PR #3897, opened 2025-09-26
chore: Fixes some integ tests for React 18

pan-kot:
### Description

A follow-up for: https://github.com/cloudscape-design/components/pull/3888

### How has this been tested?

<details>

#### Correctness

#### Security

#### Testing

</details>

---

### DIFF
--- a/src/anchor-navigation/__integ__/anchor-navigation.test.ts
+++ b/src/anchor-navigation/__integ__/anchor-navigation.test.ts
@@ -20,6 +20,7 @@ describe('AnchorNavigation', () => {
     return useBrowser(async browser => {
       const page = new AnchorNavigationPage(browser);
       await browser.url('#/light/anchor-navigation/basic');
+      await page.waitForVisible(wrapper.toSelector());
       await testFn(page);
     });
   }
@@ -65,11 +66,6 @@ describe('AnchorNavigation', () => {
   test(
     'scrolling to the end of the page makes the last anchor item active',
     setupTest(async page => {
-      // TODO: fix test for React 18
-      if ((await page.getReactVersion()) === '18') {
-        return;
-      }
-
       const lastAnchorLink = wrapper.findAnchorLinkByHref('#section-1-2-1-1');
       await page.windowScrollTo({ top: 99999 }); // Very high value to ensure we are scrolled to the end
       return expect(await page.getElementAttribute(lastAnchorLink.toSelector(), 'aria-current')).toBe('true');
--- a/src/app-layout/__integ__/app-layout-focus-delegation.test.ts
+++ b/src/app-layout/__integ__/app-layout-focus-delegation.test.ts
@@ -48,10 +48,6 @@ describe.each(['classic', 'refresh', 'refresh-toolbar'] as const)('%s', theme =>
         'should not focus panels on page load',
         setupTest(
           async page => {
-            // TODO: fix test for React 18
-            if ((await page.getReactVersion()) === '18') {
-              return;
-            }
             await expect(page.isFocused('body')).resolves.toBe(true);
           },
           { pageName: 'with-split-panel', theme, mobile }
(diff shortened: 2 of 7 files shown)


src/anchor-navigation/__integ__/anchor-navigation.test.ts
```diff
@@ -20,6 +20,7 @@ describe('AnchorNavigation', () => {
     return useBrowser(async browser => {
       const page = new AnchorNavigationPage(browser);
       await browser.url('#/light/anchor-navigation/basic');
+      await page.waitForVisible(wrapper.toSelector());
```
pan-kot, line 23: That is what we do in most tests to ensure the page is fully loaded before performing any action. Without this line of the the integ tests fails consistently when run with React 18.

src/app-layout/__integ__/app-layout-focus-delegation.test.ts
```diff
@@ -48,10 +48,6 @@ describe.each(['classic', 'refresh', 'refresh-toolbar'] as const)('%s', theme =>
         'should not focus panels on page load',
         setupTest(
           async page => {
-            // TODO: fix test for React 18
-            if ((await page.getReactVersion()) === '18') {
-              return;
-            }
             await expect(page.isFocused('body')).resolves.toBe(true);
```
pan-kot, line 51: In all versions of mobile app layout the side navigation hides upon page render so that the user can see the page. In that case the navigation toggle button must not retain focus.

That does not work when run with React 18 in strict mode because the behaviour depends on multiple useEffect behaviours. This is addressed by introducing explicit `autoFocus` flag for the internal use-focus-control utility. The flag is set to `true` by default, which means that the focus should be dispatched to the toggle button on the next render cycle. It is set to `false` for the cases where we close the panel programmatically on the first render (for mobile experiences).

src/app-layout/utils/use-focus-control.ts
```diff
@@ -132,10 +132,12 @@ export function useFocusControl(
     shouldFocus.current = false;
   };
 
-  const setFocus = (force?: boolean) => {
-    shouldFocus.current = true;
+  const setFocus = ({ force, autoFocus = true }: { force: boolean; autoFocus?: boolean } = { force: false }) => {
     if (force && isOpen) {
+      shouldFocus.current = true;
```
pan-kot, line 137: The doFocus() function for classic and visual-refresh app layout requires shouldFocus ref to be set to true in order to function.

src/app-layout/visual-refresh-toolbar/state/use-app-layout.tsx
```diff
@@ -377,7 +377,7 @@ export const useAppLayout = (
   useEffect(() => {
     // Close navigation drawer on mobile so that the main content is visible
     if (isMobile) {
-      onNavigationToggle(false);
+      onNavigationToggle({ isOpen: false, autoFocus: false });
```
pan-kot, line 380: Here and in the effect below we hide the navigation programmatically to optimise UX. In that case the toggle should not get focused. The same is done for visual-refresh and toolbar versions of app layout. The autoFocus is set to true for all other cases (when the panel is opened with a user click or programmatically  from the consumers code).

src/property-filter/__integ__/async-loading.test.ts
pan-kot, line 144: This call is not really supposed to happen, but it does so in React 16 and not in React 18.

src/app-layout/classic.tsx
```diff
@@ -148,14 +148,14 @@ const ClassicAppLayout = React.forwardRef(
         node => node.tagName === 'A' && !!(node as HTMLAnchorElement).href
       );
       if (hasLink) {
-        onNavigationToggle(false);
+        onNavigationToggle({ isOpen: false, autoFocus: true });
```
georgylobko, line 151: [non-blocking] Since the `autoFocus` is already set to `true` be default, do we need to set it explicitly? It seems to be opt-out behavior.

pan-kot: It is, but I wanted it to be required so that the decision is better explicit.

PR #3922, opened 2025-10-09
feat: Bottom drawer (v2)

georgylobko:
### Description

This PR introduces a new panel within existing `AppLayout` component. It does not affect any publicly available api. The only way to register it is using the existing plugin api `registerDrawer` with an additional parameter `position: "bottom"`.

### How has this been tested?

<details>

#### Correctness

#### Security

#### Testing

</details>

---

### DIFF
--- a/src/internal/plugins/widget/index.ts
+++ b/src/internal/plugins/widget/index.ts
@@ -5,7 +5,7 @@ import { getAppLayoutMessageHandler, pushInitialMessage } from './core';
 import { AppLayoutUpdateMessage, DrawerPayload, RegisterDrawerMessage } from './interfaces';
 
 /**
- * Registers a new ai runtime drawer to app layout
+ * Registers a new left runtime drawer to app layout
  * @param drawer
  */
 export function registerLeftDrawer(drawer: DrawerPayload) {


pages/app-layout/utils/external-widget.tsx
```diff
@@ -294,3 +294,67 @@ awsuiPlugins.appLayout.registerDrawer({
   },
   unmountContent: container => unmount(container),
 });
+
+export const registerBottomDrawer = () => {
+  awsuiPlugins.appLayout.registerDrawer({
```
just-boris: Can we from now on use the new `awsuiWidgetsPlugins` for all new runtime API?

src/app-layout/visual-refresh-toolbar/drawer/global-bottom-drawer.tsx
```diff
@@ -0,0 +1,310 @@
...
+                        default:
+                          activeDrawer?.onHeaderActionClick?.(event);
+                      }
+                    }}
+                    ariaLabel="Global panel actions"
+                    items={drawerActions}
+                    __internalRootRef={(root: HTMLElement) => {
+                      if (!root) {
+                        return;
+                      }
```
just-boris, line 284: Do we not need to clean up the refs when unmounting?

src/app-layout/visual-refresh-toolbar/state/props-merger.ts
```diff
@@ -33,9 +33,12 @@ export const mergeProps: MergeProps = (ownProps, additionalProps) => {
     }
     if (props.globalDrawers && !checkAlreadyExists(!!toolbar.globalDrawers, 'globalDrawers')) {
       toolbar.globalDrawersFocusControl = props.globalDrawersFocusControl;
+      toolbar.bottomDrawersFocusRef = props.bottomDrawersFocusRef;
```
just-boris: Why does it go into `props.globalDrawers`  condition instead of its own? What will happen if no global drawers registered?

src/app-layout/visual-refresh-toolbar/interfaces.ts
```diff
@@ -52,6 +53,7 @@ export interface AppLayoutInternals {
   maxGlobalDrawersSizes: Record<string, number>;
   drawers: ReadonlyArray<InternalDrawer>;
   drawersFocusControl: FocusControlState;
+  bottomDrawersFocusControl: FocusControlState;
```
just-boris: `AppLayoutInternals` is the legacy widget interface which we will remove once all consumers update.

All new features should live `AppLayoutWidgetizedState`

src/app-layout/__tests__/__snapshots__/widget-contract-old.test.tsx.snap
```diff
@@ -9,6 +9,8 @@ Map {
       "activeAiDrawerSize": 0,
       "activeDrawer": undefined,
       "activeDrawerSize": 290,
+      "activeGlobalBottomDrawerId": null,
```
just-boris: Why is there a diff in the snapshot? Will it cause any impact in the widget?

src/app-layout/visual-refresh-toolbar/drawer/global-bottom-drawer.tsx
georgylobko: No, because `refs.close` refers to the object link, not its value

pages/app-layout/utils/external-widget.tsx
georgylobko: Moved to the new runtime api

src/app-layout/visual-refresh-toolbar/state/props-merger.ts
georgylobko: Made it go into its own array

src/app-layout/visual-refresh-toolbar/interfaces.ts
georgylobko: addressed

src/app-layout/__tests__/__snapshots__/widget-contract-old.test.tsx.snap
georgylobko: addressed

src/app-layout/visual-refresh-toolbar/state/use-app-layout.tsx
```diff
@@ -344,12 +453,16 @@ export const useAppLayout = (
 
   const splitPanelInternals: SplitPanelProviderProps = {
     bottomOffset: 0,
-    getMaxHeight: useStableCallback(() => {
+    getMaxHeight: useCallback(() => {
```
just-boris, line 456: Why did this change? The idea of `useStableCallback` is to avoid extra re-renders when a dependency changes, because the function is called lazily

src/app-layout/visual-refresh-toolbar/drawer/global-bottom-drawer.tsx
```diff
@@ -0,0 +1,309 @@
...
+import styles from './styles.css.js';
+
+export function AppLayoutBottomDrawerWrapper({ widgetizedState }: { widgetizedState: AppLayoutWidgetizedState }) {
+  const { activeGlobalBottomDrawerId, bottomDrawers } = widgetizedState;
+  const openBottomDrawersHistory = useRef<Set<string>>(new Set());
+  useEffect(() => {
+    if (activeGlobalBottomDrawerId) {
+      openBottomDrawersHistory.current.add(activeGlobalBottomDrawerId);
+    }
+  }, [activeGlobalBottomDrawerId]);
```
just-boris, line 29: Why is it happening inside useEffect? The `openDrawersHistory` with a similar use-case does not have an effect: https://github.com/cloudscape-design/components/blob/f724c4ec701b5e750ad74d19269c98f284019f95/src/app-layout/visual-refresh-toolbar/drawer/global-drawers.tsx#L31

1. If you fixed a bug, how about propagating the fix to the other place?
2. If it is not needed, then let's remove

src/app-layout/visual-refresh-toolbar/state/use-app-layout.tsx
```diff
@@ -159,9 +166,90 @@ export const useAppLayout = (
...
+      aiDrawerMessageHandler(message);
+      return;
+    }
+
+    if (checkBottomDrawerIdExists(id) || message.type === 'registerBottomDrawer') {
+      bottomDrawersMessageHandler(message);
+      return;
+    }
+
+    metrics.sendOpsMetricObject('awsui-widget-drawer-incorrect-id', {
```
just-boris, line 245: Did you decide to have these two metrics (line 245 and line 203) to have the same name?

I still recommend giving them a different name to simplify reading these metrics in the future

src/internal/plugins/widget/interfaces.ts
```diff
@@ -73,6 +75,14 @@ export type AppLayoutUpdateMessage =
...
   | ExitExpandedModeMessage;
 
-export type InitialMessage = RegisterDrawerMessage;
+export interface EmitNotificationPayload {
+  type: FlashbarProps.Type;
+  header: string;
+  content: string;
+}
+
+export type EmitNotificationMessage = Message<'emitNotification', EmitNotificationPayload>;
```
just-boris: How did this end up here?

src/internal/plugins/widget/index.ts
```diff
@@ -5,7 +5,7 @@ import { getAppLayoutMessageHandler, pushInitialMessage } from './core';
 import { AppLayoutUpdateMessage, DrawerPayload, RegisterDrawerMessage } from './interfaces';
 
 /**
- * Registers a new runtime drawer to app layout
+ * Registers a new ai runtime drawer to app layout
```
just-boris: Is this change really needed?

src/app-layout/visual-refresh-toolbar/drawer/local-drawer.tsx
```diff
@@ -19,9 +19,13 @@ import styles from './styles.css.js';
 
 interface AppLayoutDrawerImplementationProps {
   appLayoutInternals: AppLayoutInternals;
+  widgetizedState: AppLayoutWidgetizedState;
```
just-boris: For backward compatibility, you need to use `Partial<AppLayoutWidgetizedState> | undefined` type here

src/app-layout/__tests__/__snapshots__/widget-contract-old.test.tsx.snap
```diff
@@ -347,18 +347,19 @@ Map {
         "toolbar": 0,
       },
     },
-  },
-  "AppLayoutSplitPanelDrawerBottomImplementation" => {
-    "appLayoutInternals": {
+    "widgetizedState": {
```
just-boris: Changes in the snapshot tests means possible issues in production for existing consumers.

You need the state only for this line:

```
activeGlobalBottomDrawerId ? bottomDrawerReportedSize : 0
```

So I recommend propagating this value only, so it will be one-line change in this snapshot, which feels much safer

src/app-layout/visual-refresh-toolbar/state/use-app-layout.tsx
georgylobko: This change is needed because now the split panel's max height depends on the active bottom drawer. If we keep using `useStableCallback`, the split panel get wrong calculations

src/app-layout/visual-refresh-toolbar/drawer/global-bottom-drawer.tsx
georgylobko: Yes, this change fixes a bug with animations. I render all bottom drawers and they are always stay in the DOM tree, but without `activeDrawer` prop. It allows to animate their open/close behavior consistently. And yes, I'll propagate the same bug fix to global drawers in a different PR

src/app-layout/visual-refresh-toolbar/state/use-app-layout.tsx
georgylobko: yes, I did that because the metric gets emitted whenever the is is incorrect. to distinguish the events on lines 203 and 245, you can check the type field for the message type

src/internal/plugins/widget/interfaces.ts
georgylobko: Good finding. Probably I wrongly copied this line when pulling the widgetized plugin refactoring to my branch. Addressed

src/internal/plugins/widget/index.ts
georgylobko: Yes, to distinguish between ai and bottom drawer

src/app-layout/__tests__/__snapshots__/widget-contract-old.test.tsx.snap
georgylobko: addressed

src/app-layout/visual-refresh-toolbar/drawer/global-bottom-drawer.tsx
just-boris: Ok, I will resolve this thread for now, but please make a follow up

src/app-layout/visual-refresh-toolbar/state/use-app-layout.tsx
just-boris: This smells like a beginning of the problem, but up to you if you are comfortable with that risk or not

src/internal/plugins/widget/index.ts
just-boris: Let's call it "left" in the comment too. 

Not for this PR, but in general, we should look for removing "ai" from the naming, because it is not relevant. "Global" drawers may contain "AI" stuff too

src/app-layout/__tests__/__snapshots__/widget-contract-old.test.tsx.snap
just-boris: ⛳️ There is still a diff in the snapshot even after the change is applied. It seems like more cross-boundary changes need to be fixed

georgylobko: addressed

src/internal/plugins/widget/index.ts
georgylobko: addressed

* * *

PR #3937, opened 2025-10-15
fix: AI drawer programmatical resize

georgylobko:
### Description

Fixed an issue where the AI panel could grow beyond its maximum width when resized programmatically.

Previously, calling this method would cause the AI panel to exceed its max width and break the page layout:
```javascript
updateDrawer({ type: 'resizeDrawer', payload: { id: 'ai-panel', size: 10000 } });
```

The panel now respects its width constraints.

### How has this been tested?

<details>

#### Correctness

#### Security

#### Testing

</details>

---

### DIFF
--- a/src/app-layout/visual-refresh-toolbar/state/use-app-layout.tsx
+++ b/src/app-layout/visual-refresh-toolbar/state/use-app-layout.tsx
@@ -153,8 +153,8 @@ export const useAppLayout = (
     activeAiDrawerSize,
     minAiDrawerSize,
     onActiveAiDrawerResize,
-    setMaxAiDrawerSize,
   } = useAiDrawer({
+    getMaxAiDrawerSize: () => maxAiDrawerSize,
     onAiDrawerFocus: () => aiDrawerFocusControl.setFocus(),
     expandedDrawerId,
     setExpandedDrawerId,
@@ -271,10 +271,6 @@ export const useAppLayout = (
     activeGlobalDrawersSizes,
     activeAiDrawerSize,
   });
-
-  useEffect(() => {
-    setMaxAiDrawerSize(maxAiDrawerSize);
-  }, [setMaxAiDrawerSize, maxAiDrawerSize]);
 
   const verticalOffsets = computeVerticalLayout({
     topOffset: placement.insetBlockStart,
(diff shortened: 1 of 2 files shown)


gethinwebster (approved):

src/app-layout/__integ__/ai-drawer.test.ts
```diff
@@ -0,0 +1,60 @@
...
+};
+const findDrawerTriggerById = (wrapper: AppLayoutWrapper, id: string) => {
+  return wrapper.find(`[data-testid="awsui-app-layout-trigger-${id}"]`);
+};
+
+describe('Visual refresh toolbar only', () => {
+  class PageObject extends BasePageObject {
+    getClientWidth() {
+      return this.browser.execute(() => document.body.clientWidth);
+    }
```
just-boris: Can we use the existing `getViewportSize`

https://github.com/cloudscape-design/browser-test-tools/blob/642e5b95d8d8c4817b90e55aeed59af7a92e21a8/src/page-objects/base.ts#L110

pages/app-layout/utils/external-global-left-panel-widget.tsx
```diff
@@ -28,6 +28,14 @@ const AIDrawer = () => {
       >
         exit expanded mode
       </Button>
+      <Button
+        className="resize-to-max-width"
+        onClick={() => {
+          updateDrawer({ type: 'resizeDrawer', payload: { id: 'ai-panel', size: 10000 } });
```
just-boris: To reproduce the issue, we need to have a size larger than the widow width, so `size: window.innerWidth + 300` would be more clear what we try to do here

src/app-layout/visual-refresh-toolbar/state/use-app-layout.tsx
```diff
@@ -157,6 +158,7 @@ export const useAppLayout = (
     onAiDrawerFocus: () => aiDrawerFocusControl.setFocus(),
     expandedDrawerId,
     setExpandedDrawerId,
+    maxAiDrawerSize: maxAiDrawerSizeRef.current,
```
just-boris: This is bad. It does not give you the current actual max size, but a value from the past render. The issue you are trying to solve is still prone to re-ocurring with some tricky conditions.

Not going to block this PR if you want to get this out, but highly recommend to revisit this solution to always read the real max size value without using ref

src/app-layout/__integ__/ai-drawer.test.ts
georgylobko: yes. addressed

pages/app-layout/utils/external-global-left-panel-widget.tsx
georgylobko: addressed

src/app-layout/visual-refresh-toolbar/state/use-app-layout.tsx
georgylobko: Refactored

» **EXERCISE BRIEF**
Among the records above, determine how many lines contain "github", then report the number only.

» **SOLUTION FOR THIS PROBLEM**
3